The Dads stayed in the back garden long after the bonfire refused to stay aflame for more than 2 minutes without the liberal use of lighter fluid. It wouldn’t stay lit because the entire north of England will now be Generally Moist until approximately June 2nd, whereupon we will have our annual 8 hours of sun. I like to ask fellow parents, “What do you like to do in your spare time?” just to see the involuntarily torrent of expressions and emotions that flit across their face. Wistful, resigned, incredulous.
For dinner, it was baked potato, beans, sausage. It was perfect for a chilly autumn night. We all gathered outside to watch Al set off one firework at a time. Al was criticised for having no musical accompaniment, at which he offered to fly a firework into our faces, which was fair. We’re shooting off fireworks to commemorate Guy Fawkes day, because there’s no better way to mark the occasion of a public dismemberment than with multiple explosives.
By 7pm, the children had all lost their minds. They’d lost the ability to talk and all who had the ability to run and scream did so as much as they could. One child appeared to very gently lay down on the kitchen floor but then reacted as though the linoleum bludgeoned her leg. Gavin and I attempted to talk about good culture we’d seen, but were attacked by 5 children throwing soft cubes at us, deliriously laughing. The adults all agreed we should do this again much sooner, because we had been too tired to properly get into how tired we were.

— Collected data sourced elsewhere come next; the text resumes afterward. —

Issue #543, opened 2020-03-06
Doesn't play well with babel-plugin-styled-components -- plugin order matters


thany:
### Maintainer Update

For any new readers of this issue, per https://github.com/formium/tsdx/issues/543#issuecomment-694561305, you can use `styled-components/macro` instead of `babel-plugin-styled-components`, which will work.

<hr>

### Current Behavior

I'm using `babel-plugin-styled-components` to annotate styled-components with CSS classes to more easily debug them in the browser's inspector.

### Expected behavior

I'd expect this plugin to do something. Namely, do what it says on the tin. *And it does* when I run storybook for our project. But it doesn't when I'm done and want to build my project through tsdx.

### Suggested solution(s)

Perhaps babel plugins ought to be merged differently. I suspect the plugins from `.babelrc` are executed too early or too late. I find it massively complicated to figure out what exactly is happening under the hood, and therefor I have no way of knowing how and when a babel plugin is executed, or supposed to be executed. But since the plugin itself does work, there must be an issue with how or when it's being called.

### Additional context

Ethan and Rose collapsed on the stairs at home, too tired to move. Rose pronounced tired as “ti-yed.” One at a time, I had to carry the children up the stairs. I attempted to put them on their feet, but the legs had turned to jelly. I brushed their teeth with them on my knee, like I used to years ago, 1000 Things They Didn’t Know ago. They had just enough strength left to get their pajamas on and crawl into bed. I said goodnight to Rose and made her giggle by speaking in a low voice close to her neck. I said goodnight to Ethan, who still sounds the cutest when he says, “I love you, Daddy.” I told them it was nice to see them today and it’s nice to see them every day.